In fact, Williamson is the only Democratic presidential hopeful thus far to discuss concrete numbers for reparations. "Anything less than $100 billion" would be an insult, she has said, and gave $200 billion to $500 billion as a more likely range in an interview with BuzzFeed. She believes the money should be disbursed over 20 years by a council of entirely black leaders.

Her passion for this policy, she says, comes from both her broad understanding of faith and her reading of American history.

"It is a universal thing that one must atone for sins, errors, mistakes, whatever words you choose to use," she said. "So a Catholic goes to confession. A Jew goes to Yom Kippur, the holiest day of the year and the Jewish calendar... And in 12-step recovery meetings, one has to make a fearless moral inventory and address the exact nature of one's character defects. Those are all the same principles. In 1864, Abraham Lincoln wrote a proclamation, the day of fasting and prayer, in which he said that a nation, too, must confess its sins."

Despite her frequent references to faith, Williamson stresses that she is a firm believer in the separation of church and state, noting that as a religious minority she "understands how important it is that our political discourse, which belongs to all of us, not (be) dominated by a religious conversation (that) belongs to only a few."

Even so, she is excited by the idea of a resurgent religious left and her fellow Democratic candidates' open conversations about their faith.

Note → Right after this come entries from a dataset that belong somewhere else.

PR #429, opened 2022-05-19
set the optimal number of threads per tests

bbenshab:
I have set the optimal number of threads per test in order to get repetitive consistent results on the perf ci for the best possible regression testing.


benchmark_runner/common/template_operations/templates/vdbench/internal_data/vdbench_pod_template.yaml
```diff
@@ -63,6 +63,10 @@ metadata:
   name: vdbench-{{ kind }}-{{ trunc_uuid }}-{{ scale }}
   {%- endif %}
   namespace: {{ namespace }}
+  annotations:
```
ebattat, line 66: Please put if before annotations

RobertKrawitz: I agree; an empty annotations list does nothing.

However, it might not be a bad idea to put this in a data template in a way that can be reused with other workloads.  j2 being j2, though, that's not always very simple.

benchmark_runner/common/template_operations/templates/vdbench/internal_data/vdbench_pod_template.yaml
```diff
@@ -63,6 +63,10 @@ metadata:
...
+    {%- if kind == 'kata' %}
+    io.katacontainers.config.hypervisor.virtio_fs_extra_args: '["-o","allow_direct_io"]'
```
RobertKrawitz, line 68: Do be certain to test this to ensure that it does what you expect.

bbenshab: Yeah, I tested it.

ebattat (approved):
/LGTM

benchmark_runner/common/template_operations/templates/vdbench/internal_data/vdbench_pod_template.yaml
bbenshab: @RobertKrawitz  I'm not sure exactly what you are suggesting here, but IMHO the "annotation" key-value should be in any pod/VM YAML it's the correct way, same as the "label" key-value for convenience and ease of use, especially when doing some manual intervention for investigations.

PR #432, opened 2022-06-03
update perf timeout to 2 hours

ebattat:
This PR is for rebuilding benchmark-operator inside benchmark-runner


ebattat:
No need to update it for now

PR #441, opened 2022-07-03
ClusterBuster: save run artifacts and upload to s3

ebattat:
Add to clusterbuster:

1. Save local artifacts and tar it
2. Upload results to s3
3. Add Prometheus


ebattat (commented):
/LTGM

PR #449, opened 2022-07-20
disable Prometheus snapshot when ENABLE_PROMETHEUS_SNAPSHOT is False

ebattat:
This PR include:
1. Fix Prometheus enable 
2. Split run_artifacts from upload s3
3. Fix func and perf workflows


benchmark_runner/benchmark_operator/benchmark_operator_workloads_operations.py
```diff
@@ -470,16 +478,18 @@ def initialize_workload(self):
...
         """
         This method includes all the finalization of workload
         :return:
         """
-        if self._enable_prometheus_snapshot:
+        if self._enable_prometheus_snapshot == 'True':
             self.end_prometheus()
         if self._endpoint_url:
             self.upload_run_artifacts_to_s3()
+        if self._save_artifacts_local == 'False':
```
RobertKrawitz, line 493: Compare everything against "True" or "False", not some things against one and some things against the other (what happens if the value is something different?).

RobertKrawitz (changes requested):
Please retitle the PR

Correctly disable Prometheus snapshot when ENABLE_PROMETHEUS_SNAPSHOT is False

for clarity.

benchmark_runner/benchmark_operator/benchmark_operator_workloads_operations.py
RobertKrawitz: Not needed.

RobertKrawitz (approved):
lgtm

PR #452, opened 2022-07-21
Correct the command to generate a Prometheus token

RobertKrawitz:
oc sa new-token is deprecated; this change is needed so that the command doesn't generate spurious stderr that pollutes the output.


ebattat (approved):
/LGTM

RobertKrawitz:
Merged into PR #450

PR #456, opened 2022-07-26
add clusterbuster termination timeout

ebattat:
Add clusterbuster force termination timeout in case of stuck during termination

That should solve the following issue:

```
# oc get pod -A -l clusterbuster
NAMESPACE          NAME                             READY   STATUS        RESTARTS   AGE
clusterbuster-10   clusterbuster-10-cpusoaker-5-1   0/1     Terminating   0          6m18s
```


RobertKrawitz (approved):
lgtm.

There's no guarantee that this will work reliably.  If a pod fails to terminate cleanly, it's possible that something will be left around that will cause problems in the future, as discussed here: https://access.redhat.com/solutions/4165791

This is an attempt to get around the problem for CI.

PR #470, opened 2022-09-15
add clusterbuster release workflow

ebattat:
This workflow will run clusterbuster release run (~16 hours) against Perf environment
The workflow will triggered manually


RobertKrawitz (approved):
The code's rather complex; unfortunate that we can't test it.  Just one tiny comment nit that won't stop me from approving it.

PR #472, opened 2022-09-21
fix kata virtiofsd permission issue

ebattat:
This PR should supply temporary workaround for kata virtiofsd permission issue 
**The issue:**
kata database failed due to permission issue in mssql/mariadb/pssql: cannot create directory '/var/lib/mysql/data': Permission denied

**Root cause:**
Failed only for kata using ODF4.10.5, working for kata using ODF4.9.10 (regardless of whether OCP 4.10 or 4.11 is in use).  virtiofsd does not check secondary group ids; it only relies on the primary group id.

**The temporary workaround:**
Add to the deployment spec:
```

securityContext:
  fsGroup: 0

And the SCC:

apiVersion: security.openshift.io/v1
metadata:
  name: mariadbscc
kind: SecurityContextConstraints
fsGroup:
  type: RunAsAny
runAsUser:
  type: MustRunAsRange
seLinuxContext:
  type: MustRunAs
users:
  - system:serviceaccount:mariadb-db:default

```

### DIFF
--- a/benchmark_runner/common/template_operations/templates/hammerdb/internal_data/mariadb_template.yaml
+++ b/benchmark_runner/common/template_operations/templates/hammerdb/internal_data/mariadb_template.yaml
@@ -3,6 +3,23 @@ kind: Namespace
 metadata:
   name: mariadb-db
 ---
+{%- if kind == 'kata' %}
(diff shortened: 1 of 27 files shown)


RobertKrawitz (approved):
lgtm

"I come from a generation where there was a vibrant religious left," she said, pointing to Yale University chaplain William Sloane Coffin, a civil rights activist and outspoken critic of the Vietnam War. She argued the Democratic Party's movement away from God-talk was an "aberration" that has led to a "necessary rebalancing" in today's political discourse.

"That swerve from a deeper respect for and understanding of the inner lives was very damaging politically for the Democratic Party, because it made many people of faith feel under-appreciated, their values even mocked," she said.

She added: "(Being religious) doesn't mean you have a less sophisticated understanding of the universe. In my opinion, it means you have a more sophisticated understanding of the universe."

Given the early response to her candidacy — Williamson's campaign gatherings skew more toward intimate house parties than raucous rallies — it's worth asking what she hopes to achieve with her campaign. While realistic, Williamson is nothing if not optimistic, and it may be that her run is ultimately geared toward something arguably even more difficult than winning the presidency: changing the nature of American politics.

"My campaign is about a deep and meaningful conversation I'm trying to have here, which I feel is (one) that will transform this country," she said.

In the meantime, she remains dedicated to fighting what she called the "demons" of society the best way she knows how: with love.

"The only way to defeat dog whistles is to drown them out with angel voices," she said. "But the angels can only sing through us."